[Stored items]
┄┄┄┄┄┄

PR #141, opened 2019-11-11
Add waitlisting

jameslzhu:
This PR adds waitlisting by removing the requirement that rsvp count is under the event's `rsvp_count` cap, and allowing rsvps regardless.

Waitlist position is calculated dynamically, and is not stored anywhere. Waitlist position is 1-indexed (i.e. if nobody is in front of you but you are on the waitlist, you are in waitlist position 1). This is determined by counting the number of people before you (ordered by rsvp creation time), then slicing at the rsvp_count.

I've also removed some redundant authentication checking on the rsvp() view, which should be performed by the `@login_required` annotation anyways. 

Side note, should we post screenshots every time we make visual changes?

Screenshot from 2019-11-10 22-22-28

### DIFF
--- a/hknweb/events/templates/events/show_details.html
+++ b/hknweb/events/templates/events/show_details.html
@@ -74,10 +74,17 @@
         <p class="rsvp-list"> Count: {{ rsvps.count }} </p>
       {% endif %}
       {% for rsvp in rsvps %}
-        <p class="rsvp-list">{{ rsvp.user.first_name }} {{ rsvp.user.last_name }} ({{ rsvp.user }})</p>
+        <p class="rsvp-list">{{ rsvp.user.first_name }} {{ rsvp.user.last_name }} ({{ rsvp.user.email }})</p>
       {% endfor %}
-    {% elif not rsvpd %}
+    {% else %}
       <p class="rsvp-list">No rsvps.</p>
+    {% endif %}
+
+    {% if waitlist %}
+      <h3 class="rsvp-list-title">Waitlist</h3>
+      {% for rsvp in waitlist %}
+        <p class="rsvp-list">{{ rsvp.user.first_name }} {{ rsvp.user.last_name }} ({{ rsvp.user.email }})</p>
+      {% endfor %}
     {% endif %}
   </div>
 </div>
--- a/hknweb/events/templates/events/show_details.html
+++ b/hknweb/events/templates/events/show_details.html
@@ -64,15 +64,14 @@
       <p class="rsvp-list">You have not rsvp'd</p>
     {% endif %}
 
-    
-    <h3 class="rsvp-list-title">RSVPs</h3>
-    
+
+    {% if limit %}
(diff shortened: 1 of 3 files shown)


hknweb/events/templates/events/show_details.html
```diff
@@ -64,21 +64,31 @@ <h1 id="event-detail-title"> {{ event.name }} </h1>
...
+        <p class="rsvp-list">{{ rsvp.user.first_name }} {{ rsvp.user.last_name }} ({{ rsvp.user.email }})</p>
       {% endfor %}
-    {% elif not rsvpd %}
+    {% else %}
       <p class="rsvp-list">No rsvps.</p>
     {% endif %}
+
+    {% if waitlist %}
+      {% if waitlisted %}
+        <h3 class="rsvp-list-title">Waitlist (your position: {{ waitlist_position }})</h3>
```
alexander-zw: The fact that you are waitlisted should be more obvious. We should not display "You are rsvp'd [checkmark]" since that is misleading, the person might think they are done. It should display something like "You are waitlisted [... image]" Making the text a special color won't hurt either.

hknweb/events/views.py
```diff
@@ -29,6 +28,7 @@ def is_cand_or_officer(user):
 
 def index(request):
     events = Event.objects.order_by('-start_time')
+    Event.objects.all()
```
alexander-zw: What is thing line doing?

hknweb/events/views.py
```diff
@@ -62,10 +71,8 @@ def rsvp(request, id):
     event = get_object_or_404(Event, pk=id)
     rsvps = event.rsvp_set.count()
 
-    if request.user.is_authenticated and (event.rsvp_limit is None or rsvps < event.rsvp_limit):
```
alexander-zw: To clarify, we didn't need to check user is authenticated in the first place because the decorator did that right?

hknweb/events/templates/events/show_details.html
```diff
@@ -64,21 +64,31 @@ <h1 id="event-detail-title"> {{ event.name }} </h1>
...
+
     {% if rsvps %}
-      {% if limit %}
-        <p class="rsvp-list"> Count: {{ rsvps.count }} / {{ limit }} </p>
-      {% else %}
-        <p class="rsvp-list"> Count: {{ rsvps.count }} </p>
-      {% endif %}
       {% for rsvp in rsvps %}
-        <p class="rsvp-list">{{ rsvp.user.first_name }} {{ rsvp.user.last_name }} ({{ rsvp.user }})</p>
+        <p class="rsvp-list">{{ rsvp.user.first_name }} {{ rsvp.user.last_name }} ({{ rsvp.user.email }})</p>
```
alexander-zw: How does this look. I feel like the email is too long to display

alexander-zw:
Also there appears to be new alerts introduced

┄┄┄┄┄┄

**TO DO**
Write out all the records again, exactly as they appear.

**RESULT OF THE TASK**
PR #141, opened 2019-11-11
Add waitlisting

jameslzhu:
This PR adds waitlisting by removing the requirement that rsvp count is under the event's `rsvp_count` cap, and allowing rsvps regardless.

Waitlist position is calculated dynamically, and is not stored anywhere. Waitlist position is 1-indexed (i.e. if nobody is in front of you but you are on the waitlist, you are in waitlist position 1). This is determined by counting the number of people before you (ordered by rsvp creation time), then slicing at the rsvp_count.

I've also removed some redundant authentication checking on the rsvp() view, which should be performed by the `@login_required` annotation anyways. 

Side note, should we post screenshots every time we make visual changes?

Screenshot from 2019-11-10 22-22-28

### DIFF
--- a/hknweb/events/templates/events/show_details.html
+++ b/hknweb/events/templates/events/show_details.html
@@ -74,10 +74,17 @@
         <p class="rsvp-list"> Count: {{ rsvps.count }} </p>
       {% endif %}
       {% for rsvp in rsvps %}
-        <p class="rsvp-list">{{ rsvp.user.first_name }} {{ rsvp.user.last_name }} ({{ rsvp.user }})</p>
+        <p class="rsvp-list">{{ rsvp.user.first_name }} {{ rsvp.user.last_name }} ({{ rsvp.user.email }})</p>
       {% endfor %}
-    {% elif not rsvpd %}
+    {% else %}
       <p class="rsvp-list">No rsvps.</p>
+    {% endif %}
+
+    {% if waitlist %}
+      <h3 class="rsvp-list-title">Waitlist</h3>
+      {% for rsvp in waitlist %}
+        <p class="rsvp-list">{{ rsvp.user.first_name }} {{ rsvp.user.last_name }} ({{ rsvp.user.email }})</p>
+      {% endfor %}
     {% endif %}
   </div>
 </div>
--- a/hknweb/events/templates/events/show_details.html
+++ b/hknweb/events/templates/events/show_details.html
@@ -64,15 +64,14 @@
       <p class="rsvp-list">You have not rsvp'd</p>
     {% endif %}
 
-    
-    <h3 class="rsvp-list-title">RSVPs</h3>
-    
+
+    {% if limit %}
(diff shortened: 1 of 3 files shown)


hknweb/events/templates/events/show_details.html
```diff
@@ -64,21 +64,31 @@ <h1 id="event-detail-title"> {{ event.name }} </h1>
...
+        <p class="rsvp-list">{{ rsvp.user.first_name }} {{ rsvp.user.last_name }} ({{ rsvp.user.email }})</p>
       {% endfor %}
-    {% elif not rsvpd %}
+    {% else %}
       <p class="rsvp-list">No rsvps.</p>
     {% endif %}
+
+    {% if waitlist %}
+      {% if waitlisted %}
+        <h3 class="rsvp-list-title">Waitlist (your position: {{ waitlist_position }})</h3>
```
alexander-zw: The fact that you are waitlisted should be more obvious. We should not display "You are rsvp'd [checkmark]" since that is misleading, the person might think they are done. It should display something like "You are waitlisted [... image]" Making the text a special color won't hurt either.

hknweb/events/views.py
```diff
@@ -29,6 +28,7 @@ def is_cand_or_officer(user):
 
 def index(request):
     events = Event.objects.order_by('-start_time')
+    Event.objects.all()
```
alexander-zw: What is thing line doing?

hknweb/events/views.py
```diff
@@ -62,10 +71,8 @@ def rsvp(request, id):
     event = get_object_or_404(Event, pk=id)
     rsvps = event.rsvp_set.count()
 
-    if request.user.is_authenticated and (event.rsvp_limit is None or rsvps < event.rsvp_limit):
```
alexander-zw: To clarify, we didn't need to check user is authenticated in the first place because the decorator did that right?

hknweb/events/templates/events/show_details.html
```diff
@@ -64,21 +64,31 @@ <h1 id="event-detail-title"> {{ event.name }} </h1>
...
+
     {% if rsvps %}
-      {% if limit %}
-        <p class="rsvp-list"> Count: {{ rsvps.count }} / {{ limit }} </p>
-      {% else %}
-        <p class="rsvp-list"> Count: {{ rsvps.count }} </p>
-      {% endif %}
       {% for rsvp in rsvps %}
-        <p class="rsvp-list">{{ rsvp.user.first_name }} {{ rsvp.user.last_name }} ({{ rsvp.user }})</p>
+        <p class="rsvp-list">{{ rsvp.user.first_name }} {{ rsvp.user.last_name }} ({{ rsvp.user.email }})</p>
```
alexander-zw: How does this look. I feel like the email is too long to display

alexander-zw:
Also there appears to be new alerts introduced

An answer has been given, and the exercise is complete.